Task goal: Each entry needs to be reproduced exactly, with none left out.

[Dataset excerpts]
Issue #781, opened 2018-07-30
Ford TPMS: Values missing


UhtredTheBold:
Hi,

I'm trying to read the tire pressure from my Ford and I have picked up the TPMS signal with the built in decoder [89] but I'm not seeing any values being returned:

-r -F json

`{"time" : "@0.524288s", "model" : "Ford", "type" : "TPMS", "id" : "452f111f", "code" : "8d4c05", "mic" : "CHECKSUM"}`

Is this something I'm doing wrong or is the decoder not able to read this particular model of the sensor?

example -a -t capture - [https://1drv.ms/u/s!AilDCtYZODMhisQpypCco1IH_LKpFQ](url)

merbanan:
https://github.com/merbanan/rtl_433/blob/master/src/devices/tpms_ford.c

2 bytes in the message payload are unknown. That part has not been decoded because we don't know how to do it.

zuckschwerdt:
Perhaps you could take samples under known conditions and annotate the captures? Although that is quite an untertaking to get right…

zuckschwerdt:
If you get a chance, please also compare the ID. (could be that we got it backwards or inverted…) Maybe the car unit can display the connected IDs.

mioke77:
Any results?
I have these values read:
2018-11-24 16:29:39 :   Ford    :       TPMS    :       45b955ab        :       904606  :       CHECKSUM
2018-11-24 16:29:39 :   Ford    :       TPMS    :       45b955ab        :       904606  :       CHECKSUM
2018-11-24 16:29:40 :   Ford    :       TPMS    :       45b955ab        :       904606  :       CHECKSUM
2018-11-24 16:29:40 :   Ford    :       TPMS    :       45b955ab        :       904606  :       CHECKSUM
2018-11-24 16:31:43 :   Ford    :       TPMS    :       45b9ad88        :       974506  :       CHECKSUM
2018-11-24 16:31:43 :   Ford    :       TPMS    :       45b9ad88        :       974506  :       CHECKSUM
2018-11-24 16:31:43 :   Ford    :       TPMS    :       45b9ad88        :       974506  :       CHECKSUM
2018-11-24 16:31:43 :   Ford    :       TPMS    :       45b9ad88        :       974506  :       CHECKSUM
2018-11-24 16:41:27 :   Ford    :       TPMS    :       45b906f2        :       944506  :       CHECKSUM
[...]

PR #1654, opened 2021-02-19
add pressure and temperature value

Krezalis:
https://github.com/merbanan/rtl_433/issues/781

### DIFF
--- a/src/devices/tpms_ford.c
+++ b/src/devices/tpms_ford.c
@@ -10,7 +10,7 @@
 */
 /**
 FSK 8 byte Manchester encoded TPMS with simple checksum.
-Seen on Ford Fiesta, Focus, ...
+Seen on Ford Fiesta, Focus, Kuga, Escape ...
 
 Packet nibbles:
 
@@ -34,6 +34,11 @@ static int tpms_ford_decode(r_device *decoder, bitbuffer_t *bitbuffer, unsigned 
     char id_str[9];
     int code;
     char code_str[7];
+    float pressure;
+    float pressure_bar;
+    char pressure_str[20]; //64.05 psi ~4.40 bar
+    int temperature;
+    char temperature_str[6]; //125°C
 
     bitbuffer_manchester_decode(bitbuffer, row, bitpos, &packet_bits, 160);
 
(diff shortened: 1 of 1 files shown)


zuckschwerdt:
Thanks! I'll test in the next few days.

src/devices/tpms_ford.c
```diff
@@ -52,12 +57,21 @@ static int tpms_ford_decode(r_device *decoder, bitbuffer_t *bitbuffer, unsigned
...
+    temperature = b[5]-64;
+    sprintf(temperature_str, "%d%s", temperature, "°C");
 
     data = data_make(
         "model",        "",     DATA_STRING, "Ford",
         "type",         "",     DATA_STRING, "TPMS",
         "id",           "",     DATA_STRING, id_str,
         "code",         "",     DATA_STRING, code_str,
+        "pressure",         "",     DATA_STRING, pressure_str,
+        "temperature",         "",     DATA_STRING, temperature_str,
```
zuckschwerdt, line 74: make this `"temperature_C", "", DATA_INT, temperature,` please. remove "temperature_str"

src/devices/tpms_ford.c
```diff
@@ -52,12 +57,21 @@ static int tpms_ford_decode(r_device *decoder, bitbuffer_t *bitbuffer, unsigned
...
+    
+    temperature = b[5]-64;
+    sprintf(temperature_str, "%d%s", temperature, "°C");
 
     data = data_make(
         "model",        "",     DATA_STRING, "Ford",
         "type",         "",     DATA_STRING, "TPMS",
         "id",           "",     DATA_STRING, id_str,
         "code",         "",     DATA_STRING, code_str,
+        "pressure",         "",     DATA_STRING, pressure_str,
```
zuckschwerdt, line 73: make this `"pressure_kPa",`... please. remove "pressure_str"

src/devices/tpms_ford.c
```diff
@@ -52,12 +57,21 @@ static int tpms_ford_decode(r_device *decoder, bitbuffer_t *bitbuffer, unsigned
 
     code = b[4]<<16 | b[5]<<8 | b[6];
     sprintf(code_str, "%06x", code);
+    
+    pressure = 0.3 + b[4] * 0.25;
```
zuckschwerdt, line 61: is this perhaps `(b[4] + 1) * 0.25f` ?

zuckschwerdt:
Manually merged. The output is very likely wrong. We really need a table of infaltion/deflation codes and a range of temperatures.

src/devices/tpms_ford.c
Krezalis: No. Tested: when 00 forscan read from BdyCM value 2.1kPa. This is not correct because no pressure and outbut must be 0. And there are different step and start value.

Krezalis:
> 
> 
> Manually merged. The output is very likely wrong. We really need a table of infaltion/deflation codes and a range of temperatures.

Pressure value is correct: received on air packed and related with information which vehicle send over CAN. Temperature is not tested because module not send temperature information, but this formula look good: tested in house temp ~24C, outdoor ~0, and value from comment. Distance is related to temperature change in C, F is distance 1.8.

Task output:
Issue #781, opened 2018-07-30
Ford TPMS: Values missing


UhtredTheBold:
Hi,

I'm trying to read the tire pressure from my Ford and I have picked up the TPMS signal with the built in decoder [89] but I'm not seeing any values being returned:

-r -F json

`{"time" : "@0.524288s", "model" : "Ford", "type" : "TPMS", "id" : "452f111f", "code" : "8d4c05", "mic" : "CHECKSUM"}`

Is this something I'm doing wrong or is the decoder not able to read this particular model of the sensor?

example -a -t capture - [https://1drv.ms/u/s!AilDCtYZODMhisQpypCco1IH_LKpFQ](url)

merbanan:
https://github.com/merbanan/rtl_433/blob/master/src/devices/tpms_ford.c

2 bytes in the message payload are unknown. That part has not been decoded because we don't know how to do it.

zuckschwerdt:
Perhaps you could take samples under known conditions and annotate the captures? Although that is quite an untertaking to get right…

zuckschwerdt:
If you get a chance, please also compare the ID. (could be that we got it backwards or inverted…) Maybe the car unit can display the connected IDs.

mioke77:
Any results?
I have these values read:
2018-11-24 16:29:39 :   Ford    :       TPMS    :       45b955ab        :       904606  :       CHECKSUM
2018-11-24 16:29:39 :   Ford    :       TPMS    :       45b955ab        :       904606  :       CHECKSUM
2018-11-24 16:29:40 :   Ford    :       TPMS    :       45b955ab        :       904606  :       CHECKSUM
2018-11-24 16:29:40 :   Ford    :       TPMS    :       45b955ab        :       904606  :       CHECKSUM
2018-11-24 16:31:43 :   Ford    :       TPMS    :       45b9ad88        :       974506  :       CHECKSUM
2018-11-24 16:31:43 :   Ford    :       TPMS    :       45b9ad88        :       974506  :       CHECKSUM
2018-11-24 16:31:43 :   Ford    :       TPMS    :       45b9ad88        :       974506  :       CHECKSUM
2018-11-24 16:31:43 :   Ford    :       TPMS    :       45b9ad88        :       974506  :       CHECKSUM
2018-11-24 16:41:27 :   Ford    :       TPMS    :       45b906f2        :       944506  :       CHECKSUM
[...]

PR #1654, opened 2021-02-19
add pressure and temperature value

Krezalis:
https://github.com/merbanan/rtl_433/issues/781

### DIFF
--- a/src/devices/tpms_ford.c
+++ b/src/devices/tpms_ford.c
@@ -10,7 +10,7 @@
 */
 /**
 FSK 8 byte Manchester encoded TPMS with simple checksum.
-Seen on Ford Fiesta, Focus, ...
+Seen on Ford Fiesta, Focus, Kuga, Escape ...
 
 Packet nibbles:
 
@@ -34,6 +34,11 @@ static int tpms_ford_decode(r_device *decoder, bitbuffer_t *bitbuffer, unsigned 
     char id_str[9];
     int code;
     char code_str[7];
+    float pressure;
+    float pressure_bar;
+    char pressure_str[20]; //64.05 psi ~4.40 bar
+    int temperature;
+    char temperature_str[6]; //125°C
 
     bitbuffer_manchester_decode(bitbuffer, row, bitpos, &packet_bits, 160);
 
(diff shortened: 1 of 1 files shown)


zuckschwerdt:
Thanks! I'll test in the next few days.

src/devices/tpms_ford.c
```diff
@@ -52,12 +57,21 @@ static int tpms_ford_decode(r_device *decoder, bitbuffer_t *bitbuffer, unsigned
...
+    temperature = b[5]-64;
+    sprintf(temperature_str, "%d%s", temperature, "°C");
 
     data = data_make(
         "model",        "",     DATA_STRING, "Ford",
         "type",         "",     DATA_STRING, "TPMS",
         "id",           "",     DATA_STRING, id_str,
         "code",         "",     DATA_STRING, code_str,
+        "pressure",         "",     DATA_STRING, pressure_str,
+        "temperature",         "",     DATA_STRING, temperature_str,
```
zuckschwerdt, line 74: make this `"temperature_C", "", DATA_INT, temperature,` please. remove "temperature_str"

src/devices/tpms_ford.c
```diff
@@ -52,12 +57,21 @@ static int tpms_ford_decode(r_device *decoder, bitbuffer_t *bitbuffer, unsigned
...
+    
+    temperature = b[5]-64;
+    sprintf(temperature_str, "%d%s", temperature, "°C");
 
     data = data_make(
         "model",        "",     DATA_STRING, "Ford",
         "type",         "",     DATA_STRING, "TPMS",
         "id",           "",     DATA_STRING, id_str,
         "code",         "",     DATA_STRING, code_str,
+        "pressure",         "",     DATA_STRING, pressure_str,
```
zuckschwerdt, line 73: make this `"pressure_kPa",`... please. remove "pressure_str"

src/devices/tpms_ford.c
```diff
@@ -52,12 +57,21 @@ static int tpms_ford_decode(r_device *decoder, bitbuffer_t *bitbuffer, unsigned
 
     code = b[4]<<16 | b[5]<<8 | b[6];
     sprintf(code_str, "%06x", code);
+    
+    pressure = 0.3 + b[4] * 0.25;
```
zuckschwerdt, line 61: is this perhaps `(b[4] + 1) * 0.25f` ?

zuckschwerdt:
Manually merged. The output is very likely wrong. We really need a table of infaltion/deflation codes and a range of temperatures.

src/devices/tpms_ford.c
Krezalis: No. Tested: when 00 forscan read from BdyCM value 2.1kPa. This is not correct because no pressure and outbut must be 0. And there are different step and start value.

Krezalis:
> 
> 
> Manually merged. The output is very likely wrong. We really need a table of infaltion/deflation codes and a range of temperatures.

Pressure value is correct: received on air packed and related with information which vehicle send over CAN. Temperature is not tested because module not send temperature information, but this formula look good: tested in house temp ~24C, outdoor ~0, and value from comment. Distance is related to temperature change in C, F is distance 1.8.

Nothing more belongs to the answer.